YOUR INSTRUCTIONS
Take from the records below each line that holds "stopped".

[Collected data entries]
PR #249, opened 2026-07-28
research: reproduce published blocking results (DeepBlocker, UniBlocker) with langres components

fxd24:
## Why

langres has produced plenty of its own blocking numbers and had never re-derived
anyone else's. (The one prior "replication", `langres.data.peeters`, replays an
archived set of model answers — it does not re-derive a metric from our own
models.) So there was no external evidence that the harness measures what it
claims to measure.

This is agenda item **E1** (`docs/research/20260717_research_agenda.md`): take
published blocking numbers, match the protocol as closely as our data allows,
re-derive them with langres components, and report the gap honestly.

The deliverable is confidence, not a matching number. Nothing here was tuned.
Two off-the-shelf sentence encoders, one serialization
(`concat_comparable_fields`), one exact-cosine index, one sweep — and the
harness was committed *before* it ran.

## The verdict splits in two, and they must not be run together

**1. Does the harness compute the literature's quantity? Yes, and this part is
unconditional** — it needs no assumption about anyone's gold pairs:

- The candidate set is theirs **to the pair**: `C = ∪_a topK(a → B)` gives
  `150 × 2,616 = 392,400` on `dblp_scholar` against DeepBlocker's printed
  `392.4k` (Table 6).
- `PQ = hits/(k·|A|)` is their formula: recomputing UniBlocker's own printed
  PC/PQ reproduces their PQ to 2 dp on five of six rows — and the sixth
  resolves only if `|A| = 533` rather than the 553 their Table 2 prints, i.e.
  the check is sharp enough to find a typo in their table.
- The internal `score_blocking` crosscheck reproduces the embedder ladder's
  published recalls **and** exact candidate counts (abt_buy 0.9368 / 10,897;
  amazon_google 0.8108 / 22,886).

**2. Do we reproduce their recall? Mostly, not uniformly, and never
unconditionally.**

- `dblp_scholar` **98.82%** vs their published **98.1%** (+0.72 pp) — untrained
  embedder against their trained Autoencoder, at their exact K and gold count.
- `dblp_acm` **96.76 / PQ 82.11** vs UniBlocker's STransformer **95.28 / 81.00**
  (+1.48 / +1.11 pp).
- `fodors_zagat` is **5.4 pp above** their STransformer row and unexplained — we
  land on the *other three* methods in their own table instead.
- The three product benchmarks are **4–7 pp apart as points** and only *overlap*
  once the gold-set interval is applied, which is not the same as agreeing.

**All of part 2 is conditional on our gold pairs corresponding to theirs.**
Neither paper publishes a pair list, so the condition is argued from provenance
and **verified nowhere** — including on the benchmarks whose pair *counts*
match, since an equal count is not an identical set. The report says this in
every place the numbers appear, and states plainly what the unconditional checks
*cannot* see: a wrong gold split — a different pair set with the same table sizes
and match count — passes all three of them unchanged.

## What is in here

| file | what it is |
|---|---|
| `docs/research/20260728_external_reproduction.md` | the report: papers, exact reported numbers with table citations, our measurements, the gap, the explanation |
| `docs/research/20260728_external_reproduction_reference.json` | every published number, hand-transcribed, each tagged with the table it came from |
| `docs/research/20260728_external_reproduction_rows.jsonl` | our 16 measured rows (full PC/PQ curves to k=150) |
| `docs/research/20260728_external_reproduction_crosscheck.json` | the 3-way protocol crosscheck |
| `examples/research/external_reproduction.py` | the harness (`--render-only` re-renders the report from the committed rows; needs no extras) |
| `tests/examples/test_external_reproduction.py` | 22 offline tests, all about *which rows a report is allowed to describe* |

## Papers actually retrieved

DeepBlocker (PVLDB 14(11), plus the authors' tech report), UniBlocker, SC-Block,
Sudowoodo, Zeakis et al.

**Not extractable:** DeepBlocker's per-solution R–C curves (Figures 6–8) and
Zeakis Figure 3 are plots only — so DeepBlocker publishes *no* numeric
off-the-shelf sentence-encoder baseline, which is why UniBlocker's Table 3
(which does) carries the like-for-like comparison.

Nothing was vendored. qcri/DeepBlocker is BSD-3-Clause; the PDFs stayed in
gitignored `tmp/` and only transcribed numbers were committed.

## Where the gaps come from

1. **Dataset version.** langres ships the DeepMatcher labelled splits, whose
   positives already survived somebody else's blocker, so our gold holds fewer
   pairs than the papers report on most datasets (amazon_google 1167 vs 1300;
   walmart_amazon 962 vs 1154) and the same count on two (dblp_scholar 5347,
   fodors_zagat 112). Every affected row is reported as a two-sided
   **conditional interval** — explicitly not a mathematical bound — with both
   counts printed.
2. **Gold-set definition, not model quality.** `score_blocking` scores the
   transitive closure of the gold clusters; the papers score the raw positive
   list. On amazon_google at k=20 the same embeddings give 95.80 (paper
   protocol) → 80.43 (closure gold) → 81.08 (`score_blocking`). That ablation is
   entirely langres-internal, so it establishes the closure explains the whole
   gap **between our two protocols** — it is a sufficient-looking explanation for
   the distance to the literature, not a demonstrated one.

## Reproducibility of the study itself

Both checkpoints are pinned to explicit Hub commits, the revision is part of the
disk-cache namespace and of every row, and an unpinned model runs uncached
rather than risking stale vectors. The rendered report is gated: it will not
emit its verdict unless every canonical cell is present at full k, the specific
crosschecks the prose cites survived admission, and **every one of the 14 figures
the prose quotes still matches the artifacts to 2 dp**. A partial or re-measured
render downgrades itself and says so.

## Review

Seven Codex rounds; **32 findings, all accepted and fixed** (Sourcery was
rate-limited for the week and never reviewed). The valuable half were prose: the
numbers were never wrong, but the sentences describing what they support kept
being stronger than the evidence — "strict subset" where only counts were known,
"the same blocker measured two ways" for a local-only ablation, "a wrong split
could not survive those checks" when it plainly could. Each round is a separate
commit with the finding and the reasoning; per-round dispositions are in the
thread. Round 7 came back clean.

## Cost

$0. No paid API calls. Two local sentence-transformer checkpoints, exact cosine
via `IndexFlatIP` over L2-normalized vectors (no ANN approximation loss).


fxd24:
@codex review

fxd24:
## Disposition of the four Codex findings

All four accepted and fixed in `a65348d`. Two of them were the repo's recurring
"a claim with no gate behind it" shape, so each fix ships with the check that
would have caught it.

### P1 — `uv run --extra semantic` (accepted, real)

Confirmed rather than assumed: `[semantic]` in `pyproject.toml` carries both
`faiss-cpu` and `sentence-transformers`, and I hit this exact
`ModuleNotFoundError: No module named 'faiss'` on a bare `uv sync` while
building the harness. The docstring now says `uv run --extra semantic python`,
names *why* (which class needs which package), and separately documents that
`--render-only` genuinely needs no extras — stdlib + numpy only.

That last sentence is itself a claim, so the harness is now in
`test_example_modules_are_import_light`'s list; if anything heavy ever moves to
module scope, the gate fails.

### P1 — pin and record the checkpoint revisions (accepted, real)

Both defaults are now loaded through
`ModelRef(base=…, kind="hf", revision=…)`, the revision is part of the
`DiskCachedEmbedder` namespace (so a rerun on a new commit cannot be served the
old commit's vectors under the same name), and `measure()` records it in the
row. An unpinned model still runs but logs a warning naming the risk.

**The SHAs are not invented.** They are what this machine's Hugging Face cache
has in `refs/main` for each repo, read after the measuring run:

```
sentence-transformers/all-mpnet-base-v2  e8c3b32edf5434bc2275fc9bab85f82640a19130
sentence-transformers/all-MiniLM-L6-v2   1110a243fdf4706b3f48f1d95db1a4f5529b4d41
```

`refs/main` is by definition what an *unpinned* load resolves to, so this pin
changes nothing about which weights produced the committed rows — it only stops
a future run from resolving elsewhere. The report's "What could still be wrong"
now states plainly that the committed rows were measured *unpinned* and that
the pin is a guarantee for the next run, not a fact re-derived for this one. I
did **not** backfill a `model_revision` field into the already-measured rows;
they predate the field and inventing provenance into a measured artifact is the
failure mode this whole PR exists to avoid.

### P2 — exclude stale metric revisions before rendering (accepted, real)

This one was already written down as a guarantee and not implemented — the
`METRIC_REVISION` docstring said *"every row records its own value so a stale
row can never be silently mixed into a fresh table"* while `render()` consumed
every generation at once.

Kept the revision in `_write_row`'s replacement key on purpose (bumping it must
not destroy the measurements that justified the bump) and added the other half:
`_current_revision_only()` filters at render time, logs exactly which
`(benchmark, model)` cells it dropped and at which revisions, and `main` exits
with a clear error if nothing at the current revision survives. The file keeps
everything; the report shows one revision.

### P2 — validate the crosscheck artifact before rendering (accepted, real)

Crosscheck entries now carry `metric_revision`, and `render()` admits an entry
only if it is **both** at the current revision **and** about a
`(benchmark, model)` cell that is actually in the rows being rendered.
Otherwise Section F is omitted entirely rather than silently attributing a gap
measured somewhere else. This also covers your `--render-only --rows <alt>`
case without adding a flag: an alternate rows file simply fails the
cell-membership test and the section drops out.

The tracked crosscheck JSON is stamped `metric_revision: 1` by hand. That
records the revision the run was measured under — it is not a new measurement.

### New tests

`tests/examples/test_external_reproduction.py` (6 tests). The harness
previously had none, so "suite green" was not evidence it ran at all. Covers
the pins, the stale-revision filter, the crosscheck admission rule, and that
the tracked report is byte-identical to what the tracked rows render to.

Per this repo's habit of shipping gates that cannot observe their own failure,
I checked that last one can: appending a single line to the report makes
`test_render_reproduces_the_tracked_report` fail, and it passes again after a
re-render.

### Verification

`uv run ruff check .` ✅ · `uv run ruff format --check .` ✅ (574 files) ·
`tests/examples/` 19 passed. Full suite before this round: **4805 passed, 2
skipped**, repo coverage 96.61%, contract gate 98.30% vs the 98 floor.

@codex review

fxd24:
## Disposition of the second Codex round — all four accepted (`bf87ce8`)

Worth saying plainly: **round 2 found a bigger problem than round 1.** Three of
these four are fix-induced or fix-adjacent, which is the argument for
re-requesting after every round rather than once.

### P1 — "Prove gold-set inclusion before reporting bounds" (accepted; this is the important one)

This is correct and it undercuts a load-bearing claim, so it gets the most
space. `lower = hits / G_theirs` and
`upper = (hits + (G_theirs − G_ours)) / G_theirs` are bounds **only if
`G_ours ⊆ G_theirs`**. What I actually have is two aggregate match counts and a
provenance argument (our CSVs are the DeepMatcher labelled splits, drawn from
the same original benchmarks after a blocking pass). As you say: equal or
smaller counts do not establish subset membership, and neither paper publishes
a pair list, so **nothing in this study can settle it**.

I did not try to rescue the claim. Section B2 is retitled *"a **conditional**
interval"* and now carries an explicit note: what the condition is, that it is
unverified, that equal counts do not prove it, what breaks if it fails (the
`inside?` column and the 4-of-6 headline both move), and what would convert it
into a real bound (either paper's candidate or gold pair list — the same
missing artifact already named under *What could still be wrong*).

The verdict section now also states which conclusions survive if the
assumption fails: `dblp_scholar`, where the gold *count* is DeepBlocker's own
5,347 at their own 392,400-pair budget, and `dblp_acm`, where the interval is
4 pairs wide and we clear their value at either end. Those two were already the
ones the verdict rested on, so the headline conclusion is unchanged — but it no
longer leans on the 4-of-6 count for its strength.

### P1 — "Omit the fixed verdict from partial renders" (accepted, real)

Your `febrl_person` example is exact, and it was reachable from a test I had
just written. `VERDICT` was fixed prose appended unconditionally, so a
one-benchmark render still asserted the DBLP 98.82%, "4 of 6", and a k=20
crosscheck it did not contain.

It is now emitted only when every canonical `(benchmark, model)` cell is
present. A partial render gets a Section G that says so and names how many
cells are missing, plus a log warning listing them.

### P2 — "Match crosschecks on checkpoint revision" (accepted, real)

Right, and it is a hole I opened in round 1: I added `model_revision` to both
`measure()` and `crosscheck()` and then keyed admission on
`(benchmark, model, metric_revision)` only. Section F's "one set of embeddings"
would be false after a re-measure on a moved pin.

`model_revision` is now part of the admission identity. Note the artifacts that
predate the field read `None` on both sides and therefore still match — which
is correct rather than a loophole: they *were* a single run.

### P2 — "Keep alternate rows from overwriting the canonical report" (accepted, real)

Fixed without adding a flag: the output path is derived from the input. Only
`--rows <the canonical file>` writes the canonical report; anything else writes
`<rows>.md` beside itself and logs that it did.

### Tests

6 → 9. The new ones are the moved-pin crosscheck drop, the partial-render
verdict omission, and — deliberately — its **complement**, asserting that a
full render still *keeps* the verdict. Without that third one the omission test
could pass forever by never firing, which is the failure mode this repo has now
hit enough times to have a rule about.

### Verification

`uv run ruff check .` ✅ · `uv run ruff format --check .` ✅ (574 files) ·
`uv run pytest tests/examples/` **279 passed, 1 deselected**. Report
re-rendered from the committed rows after formatting, so the byte-identity test
is meaningful rather than incidental.

@codex review

fxd24:
## Disposition of the third Codex round — all five accepted (`6c95413`)

### P1 — "Stop treating equal gold counts as identical pair sets" (accepted; my round-2 fix was itself an overclaim)

This is the finding that mattered, and it catches me over-correcting. In round 2
I labelled the B2 interval conditional — correctly — and then immediately
carved out an exemption: *"the two benchmarks the verdict actually rests on are
the ones that do not need it: `dblp_scholar`, where the gold count is
DeepBlocker's own 5,347, and `dblp_acm`, where the interval is 4 pairs wide."*

That does not follow, for exactly the two reasons you give. Recall over **our**
5,347 pairs bounds nothing about recall over a **different** 5,347 pairs; and
`dblp_acm`'s 4-pair-wide interval is computed *under* the nesting assumption, so
its narrowness is not independent evidence for it. I fixed the label and then
smuggled the original claim back in one paragraph later.

Rather than patch that sentence, the verdict is restructured into **two answers
that must not be run together**:

**Unconditional — does the harness compute the literature's quantity?** Yes, and
none of this touches anyone's gold pairs:
- the candidate set is theirs to the pair — `150 x 2,616 = 392,400` against
  DeepBlocker's printed `392.4k`;
- `PQ = hits/(k·|A|)` is their formula, reproducing their own printed PQ to 2 dp
  on five of six UniBlocker rows — and sharply enough that the sixth resolves
  only if `|A| = 533`, i.e. it finds a typo in their Table 2;
- the Section F `score_blocking` crosscheck is langres-internal on both sides
  and reproduces the embedder ladder digit-for-digit.

**Conditional — do we reproduce their recall?** 0.7–1.5 pp everywhere a
comparison exists, and **every single one of those is conditional, on every
benchmark, with no exceptions.** The `fodors_zagat` PQ result moved *up* into
the unconditional list, since it is a statement about the formula rather than
about a gold set.

"What this does and does not license" now separates the same two, and explicitly
refuses "a settled reproduction of anyone's recall".

The practical effect on the deliverable: the thing this study was for —
confidence that the harness measures what the literature measures — is intact
and now rests only on evidence that needs no assumption. The recall agreement is
still reported, just no longer as settled.

### P1 — "Require canonical measurements before emitting the verdict" (accepted, real)

Correct, and a hole in the round-2 fix: I gated on key presence, and your
`--k-max 20` example keeps all 16 keys while destroying the k=150 number the
prose quotes. A cell now counts only if it was searched to the full canonical
depth (`k_max >= min(K_MAX, n_b)`), and the gate additionally requires the
Section F crosscheck the verdict cites to have survived admission.

### P2 — "Preserve canonical crosschecks during trial runs" (accepted, real)

`--crosscheck 5 --benchmarks febrl_person` truncating the tracked artifact is a
data-loss shape this repo has a rule about — an overwritten measurement is not
recoverable from git once committed over. It now **merges**, keyed on
`(benchmark, model, model_revision, k, metric_revision)`: a rerun replaces its
own cell and leaves every other one alone. Chose merge over a derived output
path here because the failure mode is losing evidence, and merge fixes that
without making the operator remember a second flag.

### P2 — "Use the revision-pinned model name in the example" (accepted, real)

Also fix-induced: round 1 added `MODEL_REVISIONS` with an exact-match lookup,
and the docstring's one-model example still passed the bare
`all-mpnet-base-v2` alias — so the documented command took the unpinned branch
the pin was added to remove. Now uses the canonical
`sentence-transformers/all-mpnet-base-v2` and says why the exact name matters.
I did not add alias normalisation; one correct example beats a lookup that
guesses.

### P2 — "Report the actual search cap when PC90 is not reached" (accepted, real)

`>100` was hardcoded while `_k_at` searches to `min(UNIBLOCKER_K_CAP, k_eff)`,
so a `--k-max 20` row claimed a range that was never searched. Now renders the
depth actually searched.

### Tests

9 → 12: the reduced-k cell rejection (the P1 above, asserting the 98.82% claim
disappears), the searched-depth rendering, and crosscheck cell-key uniqueness —
the merge keys on that tuple, so a duplicate would mean silent cell loss.

### Verification

`uv run ruff check .` ✅ · `uv run ruff format --check .` ✅ (574 files) ·
`tests/examples/test_external_reproduction.py` 12 passed. Report re-rendered
from the committed rows *after* formatting, so the byte-identity test is
meaningful. `docs/research/README.md`'s index row re-synced to the new verdict —
it had already gone stale once this PR, which is why it is checked each round.

@codex review

fxd24:
## Disposition of the fourth Codex round — all six accepted (`e0c9e6a`, `b6a85ad`)

Four of these are prose overclaims. Three are mine from round 3; one survived
the round-3 rewrite untouched. Worth stating plainly: **each round has found
real accuracy defects in the summary prose, and the pattern is me tightening one
sentence while an equivalent claim two paragraphs away keeps the old strength.**

### P1 — "Restrict the recall-gap claim to supporting rows" (accepted)

Correct, and it contradicts my own tables. "Our recall sits 0.7–1.5 pp from the
published values wherever a comparison is possible" is true of two rows and
false of four: `fodors_zagat` is 5.4 pp away — the report says so three
paragraphs later — and the product rows are 4–7 pp apart as points, reaching
"consistent" only *through* the conditional interval, which is not the same as
agreeing.

Both the headline and the licensing paragraph now state the spread:

> Two rows land within 0.7–1.5 pp (`dblp_scholar` +0.72, `dblp_acm` +1.48). One
> is 5.4 pp off in our favour and unexplained. The three product benchmarks are
> 4–7 pp apart as raw points and only *overlap* once the gold-set interval is
> applied — which is not the same as agreeing.

### P1 — "Keep Fodors pair identity conditional" (accepted)

This is the equal-count inference I had *just* rejected as a universal caveat,
still sitting two paragraphs below it: "its gold set is *identical* to theirs,
so unlike the product benchmarks the residual cannot be a denominator effect."

Now: the **count** is identical (112), so a *size* difference cannot explain the
residual — and that is as far as it goes, because a different 112 pairs gives a
different recall.

### P1 — "Do not equate the local ablation with the literature blocker" (accepted)

Also right. Section F is entirely langres-internal — one set of *our*
embeddings under two of *our* protocols — and I used it to assert that
langres's 0.81 and the literature's ~0.90 are "the same blocker measured two
ways". It cannot reach their number: that would additionally need the inferred
checkpoint identity, the unverified gold correspondence, and a serialization
that on `amazon_google` demonstrably differs (3 fields to UniBlocker's 4 — my
own Section E says so).

Restated: the closure accounts for the whole gap **between our two protocols**,
and is a *sufficient-looking* explanation for the distance to the literature,
not a demonstrated one.

### P1 — "Validate exact evidence before appending the fixed verdict" (accepted)

The round-3 gate checked presence and "at least one crosscheck survived", which
leaves the two holes you name. Both closed:

- Every figure `VERDICT` states as a measurement of ours is now registered in
  `VERDICT_CLAIMS` as `(benchmark, model, k, field, percent)` and re-checked
  against the rendered rows to 2 dp before the prose is emitted. A re-pin that
  moves a number downgrades the report instead of letting fixed text assert a
  value nobody re-read.
- The **specific** crosschecks the prose cites (`abt_buy`, `amazon_google` at
  k=20) are required, not any survivor.

I stopped short of deriving the prose from the artifacts. The verdict is
argument, not a table — the value is in the reasoning about what is conditional
on what, which does not generate. Validating every number it quotes gets the
safety without pretending the analysis is mechanical.

### P2 — "Isolate caches for unpinned checkpoint revisions" (accepted)

Right, and it was a hole I opened in round 1: every unpinned model shared one
`__unpinned` namespace, so after the Hub's `main` moved a run would be served
the previous checkpoint's vectors while recording no revision. Caching is now
**disabled entirely** for an unpinned model. Re-encoding costs time; a silently
wrong number costs the study.

### P2 — "Preserve measurements across checkpoint revisions" (accepted)

Consistent with the crosscheck merge from round 3 and with the cache namespace —
`model_revision` was identity everywhere except the one place that *deletes*
data. It is now in `_write_row`'s key, so rows are additive per generation, and
`_select_generation` chooses at render time: the current pin, else the single
row present, else **drop the cell with a warning** rather than guess. A dropped
cell then downgrades the verdict, which is the honest outcome.

(Rows predating the field read `model_revision: None` and are accepted as the
fallback — the tracked artifact is exactly that shape, and I am still not
backfilling invented provenance into a measured file.)

### Tests

12 → 18: the claim registry matches the committed rows (or it gates nothing), a
moved measurement drops the verdict, the *named* crosschecks are required, an
ambiguous multi-generation cell is dropped rather than guessed, the current pin
beats a legacy row, and an unpinned model gets no disk cache.

### Verification

`uv run ruff check .` ✅ · `uv run ruff format --check .` ✅ (574 files) ·
`tests/examples/test_external_reproduction.py` 18 passed. Report re-rendered
after formatting. `docs/research/README.md`'s index row carried the same
0.7–1.5 pp overclaim and is corrected in `b6a85ad`.

@codex review

fxd24:
## Disposition of the fifth Codex round — all six accepted (`52e9b4f`)

### P1 — "Do not claim the checks exclude a wrong split" (accepted; the strongest sentence in the doc was the wrongest)

Correct, and this was the single most load-bearing overclaim left. I had written
that a wrong split "could not survive those checks". Walking each one:
`|C| = K·|A|` verifies candidate-set **cardinality**; the PQ reconciliation is
arithmetic on **their** printed numbers; the ladder crosscheck compares two of
**our** implementations on **our** data. A different pair set with the same table
sizes and the same match count sails through all three.

Narrowed to what they actually exclude — a wrong candidate-set convention and a
wrong metric — with an explicit paragraph saying they cannot exclude a wrong pair
set and that nothing in this study can, because no paper publishes one. The
headline claim is correspondingly weaker: *"langres builds the literature's
candidate set and computes the literature's formulas"*, not *"...so our ground
truth must be right"*.

### P1 — "Remove the surviving Fodors pair-identity claim" (accepted)

Right, and embarrassing: the round-3 rewrite left a **duplicate** paragraph and
the survivor was the *pre-correction* one, sitting directly below the corrected
count-only version. Deleted.

Method note, since this is the second time a fix has missed a sibling site: I
grepped `identical` / `strict subset` across the whole file rather than trusting
the flagged line, which is how I found the next item too. Two other sites were
already correct.

### P1 — "Keep the gold-subset statement conditional" (accepted)

The "Reading order" preamble still said *strict subset* — stating as fact the
nesting the rest of the document treats as unverified, and doing it several
sections *before* the assumption is introduced, so a reader meets the conclusion
first. Now: fewer pairs, nesting explicitly conditional, pointer to B2.

### P1 — "Validate every measurement quoted by the fixed verdict" (accepted)

Fair — the registry covered six row values while the prose also hard-codes the
`wdc_computers` figures and the crosscheck deltas. Extended to **ten** row
claims plus a new `VERDICT_CROSSCHECK_CLAIMS` table for the four crosscheck
figures (95.80 / 80.43 / 81.08 / 93.68), all re-checked to 2 dp before the prose
is emitted.

**Where I stopped, deliberately:** I did not derive the verdict from the
artifacts. It is an argument about *what is conditional on what*, and that does
not generate from a table — a generated verdict would be a worse document. Every
number it quotes is now gated; the reasoning stays hand-written. Flagging that
as a judgement call rather than a completed instruction.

WORKED SOLUTION
I stopped short of deriving the prose from the artifacts. The verdict is
**Where I stopped, deliberately:** I did not derive the verdict from the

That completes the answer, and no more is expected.